Plot the data points with the new features a.k.a. principal components:

eqscplot(new_z[,1], new_z[,2], col="red", xlab="PC1", ylab="PC2")
alpha=5  # streching factor to make arrows larger
arrows(0, 0, alpha, 0, lwd=2)
text((alpha+1), 0, label="v1")
arrows(0, 0, 0, alpha, lwd=2)
text(0, (alpha+1), label="v2")

Epilogue: Idiomatic PCA

There is no need to repeat this process each time you want to compute a PCA, as there are built-ins that comprise all the computations necessary to carry out a proper PCA.

temp.pca = princomp(m, center = TRUE, scale. = TRUE)

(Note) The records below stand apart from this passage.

PR #379, opened 2018-01-05
Auth-mixin to hoc

Birkbjo:
Auth.mixin was removed from d2-ui. This PR implements Auth as a HOC instead.

Also fixes some issues related to removed index files from d2-ui.

### DIFF
--- a/src/EditModel/SharingNotification.component.js
+++ b/src/EditModel/SharingNotification.component.js
@@ -11,7 +11,7 @@ const SharingNotification = React.createClass({
         style: React.PropTypes.object,
     },
 
-    mixins: [Auth, Translate],
+    mixins: [Translate],
 
     render() {
         const createPublic = this.props.getCurrentUser().canCreatePublic(this.props.getModelDefinitionByName(this.props.modelType));
--- a/src/EditModel/SharingNotification.component.js
+++ b/src/EditModel/SharingNotification.component.js
@@ -1,9 +1,9 @@
 import React from 'react';
-import Auth from 'd2-ui/lib/auth/Auth.mixin';
 import Translate from 'd2-ui/lib/i18n/Translate.mixin';
 import { config } from 'd2/lib/d2';
 import FontIcon from 'material-ui/FontIcon/FontIcon';
 import Paper from 'material-ui/Paper/Paper';
+import { withAuth } from "../utils/Auth";
 
 const SharingNotification = React.createClass({
     propTypes: {
@@ -14,8 +14,8 @@ const SharingNotification = React.createClass({
     mixins: [Auth, Translate],
 
     render() {
-        const createPublic = this.getCurrentUser().canCreatePublic(this.getModelDefinitionByName(this.props.modelType));
-        const createPrivate = this.getCurrentUser().canCreatePrivate(this.getModelDefinitionByName(this.props.modelType));
+        const createPublic = this.props.getCurrentUser().canCreatePublic(this.props.getModelDefinitionByName(this.props.modelType));
+        const createPrivate = this.props.getCurrentUser().canCreatePrivate(this.props.getModelDefinitionByName(this.props.modelType));
         const notificationStyle = Object.assign({}, this.props.style, {
             background: 'none',
             margin: '14px 0 0 -4px',
@@ -45,4 +45,4 @@ const SharingNotification = React.createClass({
     },
 });
 
-export default SharingNotification;
+export default withAuth(SharingNotification);
--- a/src/EditModel/SharingNotification.component.js
+++ b/src/EditModel/SharingNotification.component.js
@@ -14,8 +14,9 @@ const SharingNotification = React.createClass({
     mixins: [Translate],
 
     render() {
-        const createPublic = this.props.getCurrentUser().canCreatePublic(this.props.getModelDefinitionByName(this.props.modelType));
-        const createPrivate = this.props.getCurrentUser().canCreatePrivate(this.props.getModelDefinitionByName(this.props.modelType));
+        const modelDef = this.props.getModelDefinitionByName(this.props.modelType);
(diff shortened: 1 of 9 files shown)


src/utils/Auth.js
```diff
@@ -0,0 +1,22 @@
+import React, { Component } from 'react';
+import PropTypes from 'prop-types';
+import { getInstance } from 'd2/lib/d2';
+
+
+export const withAuth = (Component) => {
+
+    const Auth = (props, { d2 }) => {
+        const extraProps = {
+            getCurrentUser: () => d2.currentUser,
```
Markionium: I think there wasn't really a reason why this was a function.  It might as well just be `currentUser`.

src/utils/Auth.js
```diff
@@ -0,0 +1,22 @@
...
+            getModelDefinitionByName: (modelType) => d2.models[modelType]
+
+        }
+        return <Component {...props} {...extraProps} />
+    }
+    Auth.contextTypes = {
+        d2: PropTypes.object
+    }
+    return Auth;
+}
```
Markionium: It might be nice to add a displayName based in the original component for dev niceness. 
https ://reactjs.org/docs/react-component.html#displayname

src/EditModel/SharingNotification.component.js
```diff
@@ -45,4 +45,4 @@ const SharingNotification = React.createClass({
     },
 });
 
-export default SharingNotification;
+export default withAuth(SharingNotification);
```
Markionium: A HoC is much nicer. :) I'm glad someone finally got around to doing that.

src/utils/Auth.js
Birkbjo: Only reason I kept it like this was to keep the "API" the same. As the old mixin used a function, but I agree.

Markionium: Yeah i thought as much, totally makes sense. My comment was more a general observation :P

src/EditModel/SharingNotification.component.js
```diff
@@ -1,21 +1,21 @@
...
     },
 
-    mixins: [Auth, Translate],
+    mixins: [Translate],
 
     render() {
-        const createPublic = this.getCurrentUser().canCreatePublic(this.getModelDefinitionByName(this.props.modelType));
-        const createPrivate = this.getCurrentUser().canCreatePrivate(this.getModelDefinitionByName(this.props.modelType));
+        const createPublic = this.props.getCurrentUser().canCreatePublic(this.props.getModelDefinitionByName(this.props.modelType));
+        const createPrivate = this.props.getCurrentUser().canCreatePrivate(this.props.getModelDefinitionByName(this.props.modelType));
```
varl: Please extract `this.props.getModelDefinitionByName(this.props.modelType)` to a variable to reduce the line length, reduce code duplication, and make it a bit easier to read.

src/EditModel/SharingNotification.component.js
varl: Very slick. Much easier to see where the added logic comes from.

src/List/List.component.js
```diff
@@ -34,18 +33,19 @@ import Dropdown from '../forms/form-fields/drop-down';
 import DropdownAsync from '../forms/form-fields/drop-down-async';
 import { getFilterFieldsForType } from '../config/maintenance-models';
 import './listValueRenderers';
+import { withAuth } from "../utils/Auth";
 
 // Filters out any actions `edit`, `clone` when the user can not update/edit this modelType
 function actionsThatRequireCreate(action) {
-    if ((action !== 'edit' && action !== 'clone') || this.getCurrentUser().canUpdate(this.getModelDefinitionByName(this.props.params.modelType))) {
+    if ((action !== 'edit' && action !== 'clone') || this.props.getCurrentUser().canUpdate(this.props.getModelDefinitionByName(this.props.params.modelType))) {
```
varl: Please extract the argument for `canUpdate` for readability.

src/List/List.component.js
```diff
@@ -34,18 +33,19 @@ import Dropdown from '../forms/form-fields/drop-down';
...
         return true;
     }
     return false;
 }
 
 // Filters out the `delete` when the user can not delete this modelType
 function actionsThatRequireDelete(action) {
-    if (action !== 'delete' || this.getCurrentUser().canDelete(this.getModelDefinitionByName(this.props.params.modelType))) {
+    if (action !== 'delete' || this.props.getCurrentUser().canDelete(this.props.getModelDefinitionByName(this.props.params.modelType))) {
```
varl: Please extract the argument for `canDelete` for readability.

src/List/ListActionBar.component.js
```diff
@@ -26,20 +24,22 @@ const ListActionBar = React.createClass({
             zIndex: 10,
         };
 
-        const modelDefinition = this.getModelDefinitionByName(this.props.modelType);
+        const modelDefinition = this.props.getModelDefinitionByName(
+            this.props.modelType
+        );
```
varl: ☝️ 👍

src/utils/getDisplayName.js
```diff
@@ -0,0 +1,9 @@
+export default function getDisplayName(Component) {
+    return (
+        Component.displayName ||
+        Component.name ||
+        (typeof Component === 'string' && Component.length > 0
```
varl: Are there instances where we pass a string into the `getDisplayName` function? Passing in a string here and have it return the same string is basically a `toString` function.

I would prefer we could avoid the `typeof` check and just do `displayName || name || 'Unknown'`.

Markionium: Recompose has a helper for this one and we already have this dependency. https://github.com/acdlite/recompose/blob/master/docs/API.md#getdisplayname

varl:
@Birkbjo Nice. Ship it. :shipit: 👍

## Warning: In princomp.default(m, center = TRUE, scale. = TRUE) :
##  extra arguments 'center', 'scale.' will be disregarded

Have a look at the summary:

summary(temp.pca)

## Importance of components:
##                          Comp.1   Comp.2
## Standard deviation     4,694324 1,825888
## Proportion of Variance 0,868593 0,131407
## Cumulative Proportion  0,868593 1,000000

This is in agreement with our previous computations. Check what additional info we can retrieve from the \(\texttt{temp.pca}\) instance:

str(temp.pca)

## List of 7
##  $ sdev    : Named num [1:2] 4,69 1,83
##   ..- attr(*, "names")= chr [1:2] "Comp.1" "Comp.2"
##  $ loadings: 'loadings' num [1:2, 1:2] 0,523 0,852 0,852 -0,523
##   ..- attr(*, "dimnames")=List of 2
##   .. ..$ : chr [1:2] "night" "day"
##   .. ..$ : chr [1:2] "Comp.1" "Comp.2"
##  $ center  : Named num [1:2] 15 15
##   ..- attr(*, "names")= chr [1:2] "night" "day"
##  $ scale   : Named num [1:2] 1 1
##   ..- attr(*, "names")= chr [1:2] "night" "day"
##  $ n.obs   : int 1000
##  $ scores  : num [1:1000, 1:2] 1,28 2,20 -1,95 2,76 -4,78 ...
##   ..- attr(*, "dimnames")=List of 2
##   .. ..$ : NULL
##   .. ..$ : chr [1:2] "Comp.1" "Comp.2"
##  $ call    : language princomp(x = m, center = TRUE, scale. = TRUE)
##  - attr(*, "class")= chr "princomp"

Most of the entries are intuitively clear. Notice an important one with the cryptic name “loadings”:

loadings(temp.pca)[]

##          Comp.1     Comp.2
## night 0,5234203  0,8520746
## day   0,8520746 -0,5234203

Exactly, this is an alternative (orthogonal) change of coordinates that also leads to a solution of the PCA problem of finding (orthogonal) linear combinations of the original feature columns that are not correlated.